Unlike the FSA plan, DCAP contributions must be made before participants can be reimbursed. For example, if a participant elects $200.00 per month ($2,400.00 annually) and submits a claim in month one for $300.00, they will only be reimbursed $200.00 in month one because the participant will not contribute the last $100.00 before next month and the DCAP account cannot be overdrawn like the FSA can.

What Are the Advantages?

To The Employee:

The alt Bentley Yates Cafeteria Plan provides the ability for employees to deduct pre-tax funds from their paychecks to be used for IRS allowable medical, childcare, and adult care costs.

• Substantial Financial Benefits

Employees enjoy added benefits for themselves and security for their families without any reduction in take home pay.

• Increased Retirement Benefits

Employees are shown the advantage of using tax savings to provide additional retirement income for themselves and their families.

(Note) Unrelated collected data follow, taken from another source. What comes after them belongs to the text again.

PR #2843, opened 2026-08-23
Take the MetaBoard dep from rain-metadata-deploy, not the split-away pin

thedavidmeister:
## What blocked the deploy

`RaindexDeploySuites.raindexDependencies()` declared

```solidity
deps[2] = LibMetaBoardDeploy.METABOARD_DEPLOYED_ADDRESS;
```

through `rain-metadata` **0.1.0**, whose `src/lib/deploy/LibMetaBoardDeploy.sol`
names the pre-split v1 MetaBoard **`0xfb8437Ae…6928`**. That board has code on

• Fully Vested From Day One

To The Employer:

No matter the size of your Company, you can take advantage of your rights to offer benefits under Section 125 and establish a Cafeteria Plan.

• Immediate Payroll Savings

For the average employer, the savings are 13%. Using the national average, this savings totals approximately $500.00 per participating employee per year.

• Increased Employee Morale

Providing a substantial financial benefit package strengthens morale. The Cafeteria Plan greatly enhances benefits without incurring costs.

• Improves Employer Image

The employees receive a substantial financial benefit package sponsored by the employer with no cost to neither the employer or employee.

Parking Account

Employees and/ or their spouses responsible for paying to park while at work can do so with tax-free dollars up to a maximum of $3,000 per year.

Plan Open Enrollment

Your employees have the ability meet in groups with our experts where the Benefit program is explained in detailed to employees. The benefits are explored, and the IRS allowable deductions are detailed and discussed. At these meetings, enrollment forms are filled out under the guidance and supervision of our experts. Questions are invited and answered. These meetings last approximately 45 minutes to 1 hour.